Why do we keep building homes at risk from rising water levels?

20,000 coastal homes have been built in at-risk areas in the past decade

Why do we keep building homes at risk from rising water levels?

There are more than 800,000 existing homes in the US that are at risk from rising sea levels if the current greenhouse gas emissions are not reduced.

But a report from Climate Central and Zillow shows that 20,000 have been built in the past decade are in flood risk zones and are at risk from chronic coastal flooding by 2050.

The total value of homes at risk of a 10year flood is $451 billion by 2050, rising to $1.75 trillion by 2100.

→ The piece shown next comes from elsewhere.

PR #155, opened 2019-11-07
Fix crash

DamianMadden:
Resolves [AB#516](https://dev.azure.com/euclideon/57c3bd2a-8f94-4578-b195-2e4fa9d8f295/_workitems/edit/516)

"This research suggests that the impact of climate change on the lives and pocketbooks of homeowners is closer than you think. For home buyers over the next few years, the impact of climate change will be felt within the span of their 30-year mortgage," said Skylar Olsen, Zillow's director of economic research and outreach. "Without intervention, hundreds of thousands of coastal homes will experience regular flooding and the damage will cost billions. Given that a home is most people's largest and longest-living asset, it takes only one major flood to wipe out a chunk of that long-growing equity.  Rebuilding is expensive, so it's doubly tragic that we continue to build brand new units in areas likely to flood."

Florida at risk

The research shows that Florida would have the most homes in the zone at risk from sea-level rise and 10-year floods by 2100 (1.58 million), followed by New Jersey (282,354), Virginia (167,090), Louisiana (157,050) and California (143,217) — assuming levees and other infrastructure defenses hold, and emissions continue unchecked.

Meanwhile, 24 cities including New York, Tampa and Virginia Beach have built at least 100 homes in that risk zone since 2009.

"Thanks to Zillow's data, Climate Central's sea level rise analysis provides an economic view of coastal flood risks that homeowners may face – not generations into the future, but within the time frame of a typical home loan," said Dr. Benjamin Strauss, CEO and chief scientist of Climate Central. "In many states, building on land projected by 2050 to face chronic flood risks has outpaced development in safer places. Failure to control climate pollution will lead to faster-rising seas and bigger coastal risk zones but building a cleaner-running economy can still reduce these consequences."